[How to complete this task] All records that follow are to be output exactly.

Start of Block

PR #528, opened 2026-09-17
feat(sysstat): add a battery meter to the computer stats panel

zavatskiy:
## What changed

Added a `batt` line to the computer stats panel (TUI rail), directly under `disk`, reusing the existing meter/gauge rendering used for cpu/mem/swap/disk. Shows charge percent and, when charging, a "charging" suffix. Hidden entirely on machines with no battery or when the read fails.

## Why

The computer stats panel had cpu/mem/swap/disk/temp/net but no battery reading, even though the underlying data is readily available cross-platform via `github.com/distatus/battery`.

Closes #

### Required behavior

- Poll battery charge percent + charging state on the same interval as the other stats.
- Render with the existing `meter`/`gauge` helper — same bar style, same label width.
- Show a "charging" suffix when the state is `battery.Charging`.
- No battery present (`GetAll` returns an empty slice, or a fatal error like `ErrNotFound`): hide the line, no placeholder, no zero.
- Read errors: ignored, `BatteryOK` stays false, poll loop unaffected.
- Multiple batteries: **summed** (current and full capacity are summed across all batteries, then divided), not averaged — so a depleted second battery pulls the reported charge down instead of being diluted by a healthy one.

End of Block

[Solution]
PR #528, opened 2026-09-17
feat(sysstat): add a battery meter to the computer stats panel

zavatskiy:
## What changed

Added a `batt` line to the computer stats panel (TUI rail), directly under `disk`, reusing the existing meter/gauge rendering used for cpu/mem/swap/disk. Shows charge percent and, when charging, a "charging" suffix. Hidden entirely on machines with no battery or when the read fails.

## Why

The computer stats panel had cpu/mem/swap/disk/temp/net but no battery reading, even though the underlying data is readily available cross-platform via `github.com/distatus/battery`.

Closes #

### Required behavior

- Poll battery charge percent + charging state on the same interval as the other stats.
- Render with the existing `meter`/`gauge` helper — same bar style, same label width.
- Show a "charging" suffix when the state is `battery.Charging`.
- No battery present (`GetAll` returns an empty slice, or a fatal error like `ErrNotFound`): hide the line, no placeholder, no zero.
- Read errors: ignored, `BatteryOK` stays false, poll loop unaffected.
- Multiple batteries: **summed** (current and full capacity are summed across all batteries, then divided), not averaged — so a depleted second battery pulls the reported charge down instead of being diluted by a healthy one.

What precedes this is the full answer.